In situations where a genetic mutation causes serious or fatal disease, replacing a defective gene with a healthy copy of that gene merely restores natural function. For example, if a child inherits a defective copy of an essential gene from one parent, replacing that defective copy with the natural copy from the other parent would involve no risk to the child beyond the risks associated with the editing technique itself. And using existing technology, the safety of the procedure could be determined with sufficient accuracy to ensure that the intended alteration, and no other, had indeed been produced.
Importantly, the long-term consequences of having a normal copy of the gene have been tested by millions of humans over many thousands of years. A germline modification of this type that was made in a human zygote would still carry the ethical concerns raised by in vitro fertilization procedures and manipulation of human embryos, but it would not raise concerns regarding the long-term consequences of altering the human genome.
Experimental manipulation of embryonic humans is likely to be an insurmountable ethical concern, but in the case of restoring natural function, it is largely unrelated to genome editing. Importantly, if the correction did not involve manipulation of embryos - if the defect was corrected in germ cells, for example - such a manipulation would not be ethically problematic and there would be no deleterious long-term consequences for the individuals produced from such “corrected” gametes.
In contrast, the long-term consequences of manipulations that either enhance function or provide novel function cannot be predicted. Evolution works by introducing alterations and then subjecting them to the test of time. If, after many hundreds of generations, the alteration persists, it is either neutral or beneficial. If it kills or weakens the individual, both the alteration and the individual possessing it are less likely to persist. Importantly, such deleterious effects often do not show up until the individual is an adult. And if the negative effects are subtle, it may take thousands of individuals with the same alteration before those effects are reliably detected. To initiate such a long-term, multi-generational experiment on humans is profoundly unethical.

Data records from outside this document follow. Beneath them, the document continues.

PR #558, opened 2022-10-19
refactor(agent): Wraprec refactoring to take advantage of lineno.

zsistla:
1) Added nr_php_zend_function_lineno(zend_function func); 
2) removed lineno from segment (not needed anymore since nr_php_zend_function_lineno(execute_data->func); gives the same lineno whether entering or exiting function 
3) added filename, lineno to wraprec
4) updated/added test cases
5) renamed get_wraprec_by_name to get_wraprec_by_func 6) updated  nr_php_wraprec_matches
 To first check for lineno/filename match.  If lineno/filename are not set (this happens when we are wrapping before all funcs are loaded), defaults to original check, but adds lineno/filename as soon as they are known so we can pop back into the optimized comparison.

### DIFF
--- a/agent/php_agent.h
+++ b/agent/php_agent.h
@@ -912,7 +912,7 @@ extern uint32_t nr_php_zend_execute_data_lineno(
  *
  */
 static inline uint32_t nr_php_zend_function_lineno(const zend_function* func) {
-  if (NULL != func) {
+  if ((NULL != func) && (func->type == ZEND_USER_FUNCTION)) {
     return func->op_array.line_start;
   }
   return 0;
--- a/agent/php_agent.h
+++ b/agent/php_agent.h
@@ -902,6 +902,22 @@ extern const char* nr_php_zend_execute_data_scope_name(
  */
 extern uint32_t nr_php_zend_execute_data_lineno(
     const zend_execute_data* execute_data);
+
+/*
+ * Purpose : Return a uint32_t (zend_uint) line number value of zend_function.
+ *
+ * Params  : 1. zend_function.
+ *
+ * Returns : uint32_t lineno value
+ *
+ */
+static inline uint32_t nr_php_zend_function_lineno(const zend_function* func) {
+  if (NULL != func) {
+    return func->op_array.line_start;
+  }
+  return 0;
+}
+
 #endif /* PHP 7+ */
 
 #endif /* PHP_AGENT_HDR */
--- a/agent/php_execute.c
+++ b/agent/php_execute.c
@@ -640,7 +640,7 @@ static void nr_php_show_exec(NR_EXECUTE_PROTO TSRMLS_DC) {
     || defined OVERWRITE_ZEND_EXECUTE_DATA
         nr_php_op_array_get_wraprec(NR_OP_ARRAY TSRMLS_CC) ? " *" : "",
 #else
-        nr_php_get_wraprec_by_name(execute_data->func) ? " *" : "",
+        nr_php_get_wraprec_by_func(execute_data->func) ? " *" : "",
 #endif
         NRP_FILENAME(filename), NR_OP_ARRAY->line_start);
   } else if (NR_OP_ARRAY->function_name) {
@@ -662,7 +662,7 @@ static void nr_php_show_exec(NR_EXECUTE_PROTO TSRMLS_DC) {
     || defined OVERWRITE_ZEND_EXECUTE_DATA
         nr_php_op_array_get_wraprec(NR_OP_ARRAY TSRMLS_CC) ? " *" : "",
 #else
-        nr_php_get_wraprec_by_name(execute_data->func) ? " *" : "",
+        nr_php_get_wraprec_by_func(execute_data->func) ? " *" : "",
 #endif
         NRP_FILENAME(filename), NR_OP_ARRAY->line_start);
   } else if (NR_OP_ARRAY->filename) {
@@ -1035,7 +1035,8 @@ static void nr_php_execute_metadata_add_code_level_metrics(
 
 #undef CHK_CLM_STRLEN
 
-  lineno = nr_php_zend_execute_data_lineno(execute_data);
+  // lineno = nr_php_zend_execute_data_lineno(execute_data);
+  lineno = nr_php_zend_function_lineno(execute_data->func);
 
   /*
    * Check if we are getting CLM for a file.
@@ -1051,15 +1052,7 @@ static void nr_php_execute_metadata_add_code_level_metrics(
     /*
      * We are getting CLM for a function.
      */
-    if (0 == metadata->function_lineno) {
-      lineno = nr_php_zend_execute_data_lineno(execute_data);
-    } else {
-      /*
-       * If the metadata was already set (in the case of OAPI where we need to
-       * get it preemptively, use that value for lineno instead.
-       */
-      lineno = metadata->function_lineno;
-    }
+    lineno = nr_php_zend_function_lineno(execute_data->func);
   }
 
 #define CHK_CLM_EMPTY(s) ((NULL == s || nr_strempty(s)) ? true : false)
@@ -1264,7 +1257,7 @@ static void nr_php_execute_enabled(NR_EXECUTE_PROTO TSRMLS_DC) {
     || defined OVERWRITE_ZEND_EXECUTE_DATA
   wraprec = nr_php_op_array_get_wraprec(NR_OP_ARRAY TSRMLS_CC);
 #else
-  wraprec = nr_php_get_wraprec_by_name(execute_data->func);
+  wraprec = nr_php_get_wraprec_by_func(execute_data->func);
 #endif
 
   if (NULL != wraprec) {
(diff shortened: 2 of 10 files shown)


agent/php_agent.h
```diff
@@ -902,6 +902,22 @@ extern const char* nr_php_zend_execute_data_scope_name(
...
+ * Purpose : Return a uint32_t (zend_uint) line number value of zend_function.
+ *
+ * Params  : 1. zend_function.
+ *
+ * Returns : uint32_t lineno value
+ *
+ */
+static inline uint32_t nr_php_zend_function_lineno(const zend_function* func) {
+  if (NULL != func) {
+    return func->op_array.line_start;
```
mfulb, line 916: Could `op_array` be NULL?

agent/php_execute.c
```diff
@@ -640,7 +640,7 @@ static void nr_php_show_exec(NR_EXECUTE_PROTO TSRMLS_DC) {
     || defined OVERWRITE_ZEND_EXECUTE_DATA
         nr_php_op_array_get_wraprec(NR_OP_ARRAY TSRMLS_CC) ? " *" : "",
 #else
-        nr_php_get_wraprec_by_name(execute_data->func) ? " *" : "",
+        nr_php_get_wraprec_by_func(execute_data->func) ? " *" : "",
```
mfulb, line 643: Is it generally safe to assume `execute_data` is not NULL?

agent/php_user_instrument.c
```diff
@@ -343,6 +363,34 @@ bool nr_php_wraprec_matches(nruserfn_t* p, zend_function* func) {
   if ((NULL == func) || (ZEND_USER_FUNCTION != func->type)) {
     return false;
   }
+
+  if (0 != p->lineno) {
+    /*
+     * We have lineno/filename pair.  If this doesn't match, we can exit without
```
mfulb, line 369: Maybe "If this does match"?

agent/php_agent.h
zsistla: It's not a pointer.
https://github.com/infusion/PHP/blob/master/Zend/zend_compile.h#L282

agent/php_execute.c
zsistla: This just got formatted here and isn't related to this PR.
I think this comment should be directed to the https://github.com/newrelic/newrelic-php-agent/pull/555 ticket which is modifying the function.
Doesn't hurt to check execute_data and func for NULL.  NR_OP_ARRAY  also uses execut_data.

agent/php_user_instrument.c
zsistla: Clarified comment here 
8ec508e

agent/php_user_instrument.c
```diff
@@ -58,9 +58,7 @@ int nr_zend_call_orig_execute(NR_EXECUTE_PROTO TSRMLS_DC) {
     NR_PHP_PROCESS_GLOBALS(orig_execute)
     (NR_EXECUTE_ORIG_ARGS_OVERWRITE TSRMLS_CC);
   }
-  zend_catch {
-    zcaught = 1;
-  }
+  zend_catch { zcaught = 1; }
```
bduranleau-nr, line 61: Is this the result of clang-formatting? 
My clang-format sets this line to the original format, which uses the .clang-format file at the top level directory.

agent/php_execute.c
```diff
@@ -1035,7 +1035,8 @@ static void nr_php_execute_metadata_add_code_level_metrics(
 
 #undef CHK_CLM_STRLEN
 
-  lineno = nr_php_zend_execute_data_lineno(execute_data);
+  // lineno = nr_php_zend_execute_data_lineno(execute_data);
```
bduranleau-nr, line 1038:
```suggestion
```

zsistla: Actually, that line needs to be totally removed.
[c24df84](https://github.com/newrelic/newrelic-php-agent/pull/558/commits/c24df8444ac9b0a9c43d49b85225ce09a7ea1322)

agent/php_user_instrument.c
zsistla: Yes, we can revert this change, not sure why clang-format changed it.

agent/php_user_instrument.c
```diff
@@ -343,6 +363,38 @@ bool nr_php_wraprec_matches(nruserfn_t* p, zend_function* func) {
...
+       * could be a cli call or evaluated expression that has no filename.
+       */
+      if (NULL != p->filename) {
+        if (0 == nr_strcmp(p->filename, filename)) {
+          return true;
+        }
+        return false;
+      }
+    }
+  }
```
bduranleau-nr, line 396: we can remove the `else` since the `if` statement returns
```suggestion
    } 
    /*
     * lineno matched, let's check the filename
     */
    filename = nr_php_function_filename(func);

    /*
     * If p->filename isn't NULL, we know the comparison is accurate;
     * otherwise, it's inconclusive even if we have a lineno because it
     * could be a cli call or evaluated expression that has no filename.
     */
    if (NULL != p->filename) {
      if (0 == nr_strcmp(p->filename, filename)) {
        return true;
      }
      return false;
    }
  }
```

agent/php_user_instrument.c
```diff
@@ -353,15 +405,32 @@ bool nr_php_wraprec_matches(nruserfn_t* p, zend_function* func) {
...
+      if ((NULL != filename) && (0 != nr_strcmp("-", filename))) {
+        p->filename = nr_strdup(filename);
+      }
+    }
+    if (0 == p->lineno) {
+      p->lineno = nr_php_zend_function_lineno(func);
+    }
     return true;
   }
   return false;
```
bduranleau-nr, line 428: opportunity to refactor to un-nest conditionals by explicitly returning `false` if `reportedclass` && `classname` != `klass`

```suggestion
  if ((0 != nr_strcmp(p->reportedclass, klass))
      && (0 != nr_stricmp(p->classname, klass))) {
        return false;
  }
  /*
    * If we get here it means lineno/filename weren't initially set.
    * Set it now so we can do the optimized compare next time.
    * lineno/filename is usually not set if the func wasn't loaded when we
    * created the initial wraprec and we had to use the more difficult way to
    * set, update it with lineno/filename now.
    */
  if (NULL == p->filename) {
    filename = nr_php_function_filename(func);
    if ((NULL != filename) && (0 != nr_strcmp("-", filename))) {
      p->filename = nr_strdup(filename);
    }
  }
  if (0 == p->lineno) {
    p->lineno = nr_php_zend_function_lineno(func);
  }
  return true;
```

bduranleau-nr (approved):
👍 Looks good!

agent/php_execute.c
misiekn: The old instrumentation didn't have any NULL checks for `execute_data` received from Zend engine: no NULL checks for `execute_data` when agent receives control in `nr_php_execute ` ([agent/php_execute.c:1336](https://github.com/newrelic/newrelic-php-agent/blob/main/agent/php_execute.c#L1336)); no NULL checks [here](https://github.com/newrelic/newrelic-php-agent/blob/main/agent/php_execute.c#L1287) or [here](https://github.com/newrelic/newrelic-php-agent/blob/main/agent/php_execute.c#L1126). I think the reason for this approach might have been that if the agent receives NULL `execute_data`, then something is fundamentally wrong within the Zend engine and maybe it's better to crash.

agent/php_execute.c
```diff
@@ -1035,7 +1035,7 @@ static void nr_php_execute_metadata_add_code_level_metrics(
 
 #undef CHK_CLM_STRLEN
 
-  lineno = nr_php_zend_execute_data_lineno(execute_data);
+  lineno = nr_php_zend_function_lineno(execute_data->func);
```
misiekn, line 1038: Is this line needed? Isn't `lineno` set either on line 1049 or line 1054?

zsistla: I refactored this quite a bit with the latest PR I'm working on.  I've changed this function to populate the observer metadata and moved all the CLM logic into the php_txn function.
The new PR will do the following regarding this logic:
1. Renamed nr_php_execute_metadata_add_code_level_metrics to  nr_php_observer_metadata_init as this will be the way we populate the metadata.  We don't need to do duplicate effort with nr_php_execute_metadata_init
anymore.

2. Since nr_php_execute_metadata_init
 Is now for populating metadata, moved all CLM checks out of nr_php_observer_metadata_init
 And into nr_php_txn_add_code_level_metrics
 Where it is more appropriate.

agent/php_agent.h
misiekn, line 916: Should `func` be checked if it is a user function? Do all types of `zend_function` that may be passed to `nr_php_zend_function_lineno` have `line_start` defined/initialized? Is `nr_php_zend_execute_data_lineno` still needed?

zsistla: Thanks, addressed in [3a3a44f](https://github.com/newrelic/newrelic-php-agent/pull/558/commits/3a3a44f38797a2900577f65ef385ab46cbd35e56)

zsistla:
Closing in lieu of rebase against dev with most of these changes.
After oapi is rebased against dev, the following changes will be added to oapi via another PR.

[one](https://github.com/newrelic/newrelic-php-agent/pull/558/commits/3a3a44f38797a2900577f65ef385ab46cbd35e56) 
[two](https://github.com/newrelic/newrelic-php-agent/pull/558/commits/021fb44cdb8fa56cfbfa9feee7e773e13cc7d02d)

There is nothing inherently wrong with genetic engineering. Humans have amplified some genetic traits and eliminated others for centuries by selectively breeding animals and plants with desirable characteristics. The CRISPR/Cas9 system has merely given us an enormously more efficient way of accomplishing the same goals. Genome editing has the potential to be a powerful and beneficent tool for eliminating disease-causing genetic mutations or mitigating their effects. It would be unethical to arbitrarily restrict such beneficent applications of this technology.
Yet if genome editing is used as a eugenic tool to produce “superior” human beings, it raises serious ethical concerns that society cannot afford to leave in the hands of scientists alone. Responsible citizens need to look beyond the technical safety of the procedure and engage the difficult question of whether the future of the human species is something to be left in the hands of scientists with the power to edit the human genome.